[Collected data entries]
>>>

PR #671, opened 2021-11-09
Support for only netstandard2.1

jbogard:
With .NET 6 released, this PR changes the TFNs to only `netstandard2.1`, which then would solely target MediatR for .NET Core 3.0 and above. This would be 2 LTS versions of .NET supported:
- 3.1
- 6.0


remcoros:
So no more .NET Framework? Seems unnecessary to remove that, right?

jbogard:
@remcoros With the stream support, I don't want to do the whole conditional compilation thing

remcoros:
Understandable, easy enough to fork anyway ^-^

mantasaudickas:
Was there really a need to target netstandard2.1 in MediatR.Contracts?

jbogard:
Versus...?

mantasaudickas:
> Versus...?

Well.. now I need to upgrade a bunch of our contract projects to netstandard2.1 which is not really needed.
Imho MediatR.Contracts can stay at netstandard2.0 without any issues.

PR #673, opened 2021-11-17
Add support to enable generic based interface defined handlers

gjdodd:
When using Lamar on a project which made heavy use of generics, interfaces, and proxy objects this all worked fine. When it was used inside a project which used castle.windsor for the container, the handlers could not be loaded from the container as the use of the actual type of the request would not be registered in the container, but the underlying interfaces it was based on were.

This change allows for the send to support passing the request type to allow for a cleaner hint for the container to find the actual handler. 

I have included a tests which shows the exception of the container not able to find the handler, then one which uses the new method to load based on the interfaces

### DIFF
--- a/test/MediatR.Tests/GenericTypeConstraintsTests.cs
+++ b/test/MediatR.Tests/GenericTypeConstraintsTests.cs
@@ -101,8 +101,10 @@ namespace MediatR.Tests
                 });
                 cfg.For<ServiceFactory>().Use<ServiceFactory>(ctx => ctx.GetInstance);
                 cfg.For<IMediator>().Use<Mediator>();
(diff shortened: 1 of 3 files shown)


jbogard:
I avoided this overload because it's ugly - you have to specify all the generic arguments all the time

test/MediatR.Tests/GenericTypeConstraintsTests.cs
```diff
@@ -83,7 +83,7 @@ public Task<Pong> Handle(Ping request, CancellationToken cancellationToken)
             {
                 return Task.FromResult(new Pong { Message = request.Message + " Pong" });
             }
-        }
+        }
```
no1melman, line 86: can remove whitespace addition

PR #710, opened 2022-02-11
Bring back support for netstandard2.0 and net461

### LINKED ISSUE #691: .NET48 no longer supported
Why has this support been dropped? We have been using this with our .NET48 solutions for several years but as of version 10 it is no longer possible to update / install the package.

> Could not install package 'MediatR 10.0.1'. You are trying to install this package into a project that targets '.NETFramework,Version=v4.8', but the package does not contain any assembly references or content files that are compatible with that framework. For more information, contact the package author.

GerardSmit:
.NET Standard 2.0 and .NET Framework 4.6.1 support was removed because `IAsyncEnumerable` isn't supported:

> You can continue to use v9 just fine. V10 includes support for `IAsyncEnumerable` which doesn't have much support in full .NET. Since I don't use .NET 4.x and haven't for many years, I decided to move on to the LTS releases of .NET Core.
> https://github.com/jbogard/MediatR/issues/691#issuecomment-1009966065

Microsoft created a NuGet packages that brings support to `IAsyncEnumerable` to .NET Standard 2.0 and  .NET Framework 4.6.1: https://www.nuget.org/packages/Microsoft.Bcl.AsyncInterfaces/.
With this NuGet package, the latest commit in `master` [builds and all unit tests succeed on .NET Framework 4.6.1](https://github.com/GerardSmit/MediatR/runs/5159457252#step:5:190).

**Note:** I haven't reverted the `Microsoft.NETFramework.ReferenceAssemblies` reference that was removed in #671. The CI is running on Windows, so this package isn't necessarily. I can revert this back if needed.

---

Fixes #691
Reverts #671

### DIFF
--- a/src/MediatR/MediatR.csproj
+++ b/src/MediatR/MediatR.csproj
@@ -4,7 +4,7 @@
     <Authors>Jimmy Bogard</Authors>
     <Description>Simple, unambitious mediator implementation in .NET</Description>
     <Copyright>Copyright Jimmy Bogard</Copyright>
-    <TargetFrameworks>netstandard2.1</TargetFrameworks>
+    <TargetFrameworks>net461;netstandard2.0;netstandard2.1</TargetFrameworks>
     <Nullable>enable</Nullable>
     <Features>strict</Features>
     <PackageTags>mediator;request;response;queries;commands;notifications</PackageTags>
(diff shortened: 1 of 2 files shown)


jbogard:
This doesn't work on my primary workstation, M1 Macbook Pro.

Shortly I'm moving the build agents to Ubuntu as well. Sorry for the inconvenience!

PR #743, opened 2022-05-20
Small improvement of MediatR.Examples.Windsor

alexandruchirita4192:
Better checking of baseRequestType and checking assumptions with Debug.Assert instead of writing assumptions as comments


alexandruchirita4192:
Closing this pull request because I'll open another one with more important fixes.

<<<

Task directions »
Please repeat each entry. Keep every word the same.

Your solution »
PR #671, opened 2021-11-09
Support for only netstandard2.1

jbogard:
With .NET 6 released, this PR changes the TFNs to only `netstandard2.1`, which then would solely target MediatR for .NET Core 3.0 and above. This would be 2 LTS versions of .NET supported:
- 3.1
- 6.0


remcoros:
So no more .NET Framework? Seems unnecessary to remove that, right?

jbogard:
@remcoros With the stream support, I don't want to do the whole conditional compilation thing

remcoros:
Understandable, easy enough to fork anyway ^-^

mantasaudickas:
Was there really a need to target netstandard2.1 in MediatR.Contracts?

jbogard:
Versus...?

mantasaudickas:
> Versus...?

Well.. now I need to upgrade a bunch of our contract projects to netstandard2.1 which is not really needed.
Imho MediatR.Contracts can stay at netstandard2.0 without any issues.

PR #673, opened 2021-11-17
Add support to enable generic based interface defined handlers

gjdodd:
When using Lamar on a project which made heavy use of generics, interfaces, and proxy objects this all worked fine. When it was used inside a project which used castle.windsor for the container, the handlers could not be loaded from the container as the use of the actual type of the request would not be registered in the container, but the underlying interfaces it was based on were.

This change allows for the send to support passing the request type to allow for a cleaner hint for the container to find the actual handler. 

I have included a tests which shows the exception of the container not able to find the handler, then one which uses the new method to load based on the interfaces

### DIFF
--- a/test/MediatR.Tests/GenericTypeConstraintsTests.cs
+++ b/test/MediatR.Tests/GenericTypeConstraintsTests.cs
@@ -101,8 +101,10 @@ namespace MediatR.Tests
                 });
                 cfg.For<ServiceFactory>().Use<ServiceFactory>(ctx => ctx.GetInstance);
                 cfg.For<IMediator>().Use<Mediator>();
(diff shortened: 1 of 3 files shown)


jbogard:
I avoided this overload because it's ugly - you have to specify all the generic arguments all the time

test/MediatR.Tests/GenericTypeConstraintsTests.cs
```diff
@@ -83,7 +83,7 @@ public Task<Pong> Handle(Ping request, CancellationToken cancellationToken)
             {
                 return Task.FromResult(new Pong { Message = request.Message + " Pong" });
             }
-        }
+        }
```
no1melman, line 86: can remove whitespace addition

PR #710, opened 2022-02-11
Bring back support for netstandard2.0 and net461

### LINKED ISSUE #691: .NET48 no longer supported
Why has this support been dropped? We have been using this with our .NET48 solutions for several years but as of version 10 it is no longer possible to update / install the package.

> Could not install package 'MediatR 10.0.1'. You are trying to install this package into a project that targets '.NETFramework,Version=v4.8', but the package does not contain any assembly references or content files that are compatible with that framework. For more information, contact the package author.

GerardSmit:
.NET Standard 2.0 and .NET Framework 4.6.1 support was removed because `IAsyncEnumerable` isn't supported:

> You can continue to use v9 just fine. V10 includes support for `IAsyncEnumerable` which doesn't have much support in full .NET. Since I don't use .NET 4.x and haven't for many years, I decided to move on to the LTS releases of .NET Core.
> https://github.com/jbogard/MediatR/issues/691#issuecomment-1009966065

Microsoft created a NuGet packages that brings support to `IAsyncEnumerable` to .NET Standard 2.0 and  .NET Framework 4.6.1: https://www.nuget.org/packages/Microsoft.Bcl.AsyncInterfaces/.
With this NuGet package, the latest commit in `master` [builds and all unit tests succeed on .NET Framework 4.6.1](https://github.com/GerardSmit/MediatR/runs/5159457252#step:5:190).

**Note:** I haven't reverted the `Microsoft.NETFramework.ReferenceAssemblies` reference that was removed in #671. The CI is running on Windows, so this package isn't necessarily. I can revert this back if needed.

---

Fixes #691
Reverts #671

### DIFF
--- a/src/MediatR/MediatR.csproj
+++ b/src/MediatR/MediatR.csproj
@@ -4,7 +4,7 @@
     <Authors>Jimmy Bogard</Authors>
     <Description>Simple, unambitious mediator implementation in .NET</Description>
     <Copyright>Copyright Jimmy Bogard</Copyright>
-    <TargetFrameworks>netstandard2.1</TargetFrameworks>
+    <TargetFrameworks>net461;netstandard2.0;netstandard2.1</TargetFrameworks>
     <Nullable>enable</Nullable>
     <Features>strict</Features>
     <PackageTags>mediator;request;response;queries;commands;notifications</PackageTags>
(diff shortened: 1 of 2 files shown)


jbogard:
This doesn't work on my primary workstation, M1 Macbook Pro.

Shortly I'm moving the build agents to Ubuntu as well. Sorry for the inconvenience!

PR #743, opened 2022-05-20
Small improvement of MediatR.Examples.Windsor

alexandruchirita4192:
Better checking of baseRequestType and checking assumptions with Debug.Assert instead of writing assumptions as comments


alexandruchirita4192:
Closing this pull request because I'll open another one with more important fixes.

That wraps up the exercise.